Take the case of a man making out his accounts who suddenly learns that he has fallen heir to a million dollars, to a grandson, to a beautiful estate, or anything else which he may be supposed eagerly to desire. Is his consciousness momentarily disconcerted by anything fairly to be called a barrier? Undoubtedly this is so. If the experience is really
(324) unexpected, so that he gets a distinct thrill of joy from it, one may be sure of finding that his condition is for a little time one of genial insanity. Ideas may flow in profuse incoherency. But the nearest approach to coordinated movements are those of laughter (one of the channels of undirected motor overflow) and the inane movements of bands and feet. Not for some moments does it occur to him to telegraph his wife, to "treat" the assembled company, or do any other intelligent thing. So far as concerns the suppression of well-ordered movements and rationally conceived conscious processes, joy is no exception to the other emotions we have described. It traverses our common prejudices to designate the objects of joy as in any true sense barriers or impediments to us. But the " barrier " characteristic of emotions only has reference to the processes going forward at the moment, and, with reference to these, objects of the joy-producing kind are as truly obstacles and interruptions as those which occasion grief or fear.
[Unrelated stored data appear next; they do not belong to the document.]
PR #1765, opened 2022-06-09
fix: typo

mordechairoth:
removed an extra (misspelled) word.

## Description of Problem
There was an extra and misspelled word "a11y" in the docs.
## Proposed Solution
Remove those extra characters.

### DIFF
--- a/src/guide/extras/rendering-mechanism.md
+++ b/src/guide/extras/rendering-mechanism.md
@@ -54,7 +54,7 @@ Vue templates are compiled into virtual DOM render functions. Vue also provides 
 
 So why does Vue recommend templates by default? There are a number of reasons:
 
-1. Templates are closer to actual HTML. This makes it easier to reuse existing HTML snippets, apply a11y best practices, style with CSS, and for designers to understand and modify.
+1. Templates are closer to actual HTML. This makes it easier to reuse existing HTML snippets, apply best practices, style with CSS, and for designers to understand and modify.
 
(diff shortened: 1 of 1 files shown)


skirtles-code:
This is intentional. `a11y` is an abbreviation of `accessibility`. I wonder whether it would be better to write out the word in full though, especially given the lack of surrounding context.

mordechairoth:
@skirtles-code I think it might be helpful to write out the word `accessibility` in full, as you mentioned. It might make this doc more 'accessibly' to people like me and other 😉.

src/guide/extras/rendering-mechanism.md
```diff
@@ -54,7 +54,7 @@ Vue templates are compiled into virtual DOM render functions. Vue also provides
 
 So why does Vue recommend templates by default? There are a number of reasons:
 
-1. Templates are closer to actual HTML. This makes it easier to reuse existing HTML snippets, apply a11y best practices, style with CSS, and for designers to understand and modify.
+1. Templates are closer to actual HTML. This makes it easier to reuse existing HTML snippets, apply best practices, style with CSS, and for designers to understand and modify.
```
NataliaTepluhina, line 57:
```suggestion
1. Templates are closer to actual HTML. This makes it easier to reuse existing HTML snippets, apply accessibility best practices, style with CSS, and for designers to understand and modify.
```

NataliaTepluhina:
@mordechairoth @skirtles-code I believe you both are right about replacing `a11y` with accessibility here! I've added this change to the PR

PR #3423, opened 2026-06-30
docs: clarify `.once` listener attachment semantics

### LINKED ISSUE #3033: `v-on` modifier `.once` triggers handler at most once... per what?
https://github.com/vuejs/docs/blob/a961225c9dbfde52c510ce19549a74eb34993bea/src/api/built-in-directives.md?plain=1#L187

I found the statement above unclear, because this could imply the listener would be called once per: 

- an event,
- a mount,
- an update or
- a span in lifecycle (possibly specified somewhere).

This could lead readers to assume the semantics or simply avoid using this modifier not to cause confusion.

happysnaker:
## Summary
- clarify that `.once` applies once per listener attachment
- explain that the listener is removed after the first invocation
- note that recreating the element or child component attaches a fresh listener

Closes #3033

### DIFF
--- a/src/api/built-in-directives.md
+++ b/src/api/built-in-directives.md
@@ -184,7 +184,7 @@ Attach an event listener to the element.
   - `.capture` - add event listener in capture mode.
   - `.self` - only trigger handler if event was dispatched from this element.
   - `.{keyAlias}` - only trigger handler on certain keys.
-  - `.once` - trigger handler at most once.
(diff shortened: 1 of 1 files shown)


happysnaker:
Resubmitted from a restored public fork as #3425. Closing this thread in favor of the new PR so the contribution stays reviewable from a proper fork relationship.

PR #3425, opened 2026-06-30
docs: clarify `.once` listener attachment semantics

### LINKED ISSUE #3033: `v-on` modifier `.once` triggers handler at most once... per what?

happysnaker:
## Summary
- clarify that `.once` applies once per listener attachment
- explain that the listener is removed after the first invocation
- note that recreating the element or child component attaches a fresh listener

Closes #3033

## Note
This PR supersedes #3423, which I had to close after the original fork relationship was broken during repo visibility changes on my side. The content is being resubmitted unchanged from a proper public fork.

### DIFF
--- a/src/api/built-in-directives.md
+++ b/src/api/built-in-directives.md
@@ -184,7 +184,7 @@ Attach an event listener to the element.
   - `.capture` - add event listener in capture mode.
   - `.self` - only trigger handler if event was dispatched from this element.
   - `.{keyAlias}` - only trigger handler on certain keys.
-  - `.once` - trigger handler at most once.
+  - `.once` - trigger handler at most once for each listener attachment.
   - `.left` - only trigger handler for left button mouse events.
   - `.right` - only trigger handler for right button mouse events.
   - `.middle` - only trigger handler for middle button mouse events.
@@ -199,6 +199,8 @@ Attach an event listener to the element.
   When listening to native DOM events, the method receives the native event as the only argument. If using inline statement, the statement has access to the special `$event` property: `v-on:click="handle('ok', $event)"`.
 
   `v-on` also supports binding to an object of event / listener pairs without an argument. Note when using the object syntax, it does not support any modifiers.
+
+  The `.once` modifier removes the listener after its first invocation. If the element or child component is re-created later, a new listener is attached, so it can run once again.
 
 - **Example**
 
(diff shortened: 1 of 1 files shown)


src/api/built-in-directives.md
```diff
@@ -184,7 +184,7 @@ Attach an event listener to the element.
   - `.capture` - add event listener in capture mode.
   - `.self` - only trigger handler if event was dispatched from this element.
   - `.{keyAlias}` - only trigger handler on certain keys.
-  - `.once` - trigger handler at most once.
+  - `.once` - trigger handler at most once for each listener attachment.
```
bencodezen, line 187: "listener attachment" is not very clear to me. What about:


```suggestion
  - `.once` - trigger handler at most once for each event listener.
```

src/api/built-in-directives.md
```diff
@@ -200,6 +200,8 @@ Attach an event listener to the element.
 
   `v-on` also supports binding to an object of event / listener pairs without an argument. Note when using the object syntax, it does not support any modifiers.
 
+  The `.once` modifier removes the listener after its first invocation. If the element or child component is re-created later, a new listener is attached, so it can run once again.
```
bencodezen, line 203: This description is slightly inaccurate given `.once` has different behavior for native DOM elements vs components.

Rather than a dedicated paragraph here though, maybe it makes more sense for it to be described more in depth in the list?

See https://github.com/vuejs/docs/pull/3425/changes#r3521256033

src/api/built-in-directives.md
bencodezen, line 187:
```suggestion
  - `.once` - trigger handler at most once for each event listener. The event is removed in native DOM events and ignored (rather than removed) in a component emitted event instance.
```

bencodezen (changes requested):
Thanks for the PR @happysnaker! I left some comments on the PR. Let me know what you think or if you have any questions!

PR #3426, opened 2026-07-02
docs: clarify scoped CSS selector performance

ishaanlabs-gg:
## Description of Problem

The scoped CSS tips currently say an element selector such as `p { color: red }` will be "many times slower" when scoped. That warning is directionally useful, but it reads more absolute than current browser behavior warrants and does not tell readers when they should actually care.

Addresses vuejs/core#2608.

## Proposed Solution

This updates the tip to explain what scoped CSS compiles to, notes that selector cost depends on the browser, selector, and affected DOM size, and keeps the practical guidance to prefer classes or ids in large or frequently updated component trees.

## Additional Information

Validation:

- `git diff --check HEAD~1 HEAD`

This is a docs-only wording change, so I did not run the full VitePress site build.

### DIFF
--- a/src/api/sfc-css-features.md
+++ b/src/api/sfc-css-features.md
@@ -98,7 +98,7 @@ You can also include both scoped and non-scoped styles in the same component:
 
 ### Scoped Style Tips {#scoped-style-tips}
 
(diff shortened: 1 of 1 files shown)


bencodezen (changes requested):
I like the clarity around the browser impact to be less absolute, but I do think this rewrite hides the original message that using generic HTML selectors as scoped styles being slower performance wise. 

In addition, the scoped styles is explained earlier in the section, so we should avoid re-explaining it in the tip.

PR #3442, opened 2026-07-29
docs: fix broken playground links in scoped slots examples

### LINKED ISSUE #3441: Bug: `Try it in the Playground` links throw "Failed to load code from URL"
The two `Try in the Playground` links in the "Slots" article fail with a `Failed to load code from URL` alert when opened (see links and attached screenshot below).

https://github.com/vuejs/docs/blob/7681134fd8505e61a265d161d73d28acb3c74822/src/guide/components/slots.md?plain=1#L377-L386

Image

Mohith26:
Fixes #3441, reported by @illia-m-b.

The two "Try it in the Playground" links added to the scoped-slots section in #3427 embed hashes compressed with default-level zlib (`eJx...`). The playground's decoder (`atou` in @vue/repl) only recognizes level-9 zlib streams (`eNo/eNp/eNq/eNr`) and otherwise falls through to the legacy plain-base64 path, producing garbage that fails `JSON.parse`, hence "Failed to load code from URL". All 108 other playground links in the docs already use the level-9 format; these two were the only outliers (verified by a repo-wide prefix scan).

The fix re-encodes the byte-identical example content with level-9 zlib. Verified three ways: an exact Node port of the playground's decoder rejects the old hashes and decodes the new ones to byte-identical content, and both new URLs load the correct scoped-slot examples live on play.vuejs.org. Two-line diff, content unchanged.


bencodezen (approved):
Thanks for the PR @Mohith26! This fixes it!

Our appreciation of wit and humour involves a precisely similar form of readjustment. The joke is par excellence the typical stimulus provocative of disorganising tendencies in our coordinations. We listen to the skilful raconteur, our minds following step by step the evolution of the epic, and then, presto! the unexpected occurs, our minds react to the shock with an appreciation of the anomalies of the situation. The motor discharge in laughter announces the relief of the energy pent up momentarily by the unforeseen denouement, and the total experience constitutes our feeling of the funny, the odd, or the amusing.
On the whole, then, there seems no reason to question the essential validity of this general view of the function of emotion and the conditions which call it forth. We may, therefore, revert with advantage to certain points in our analysis of instinct which must be brought into connection with our theory of emotion.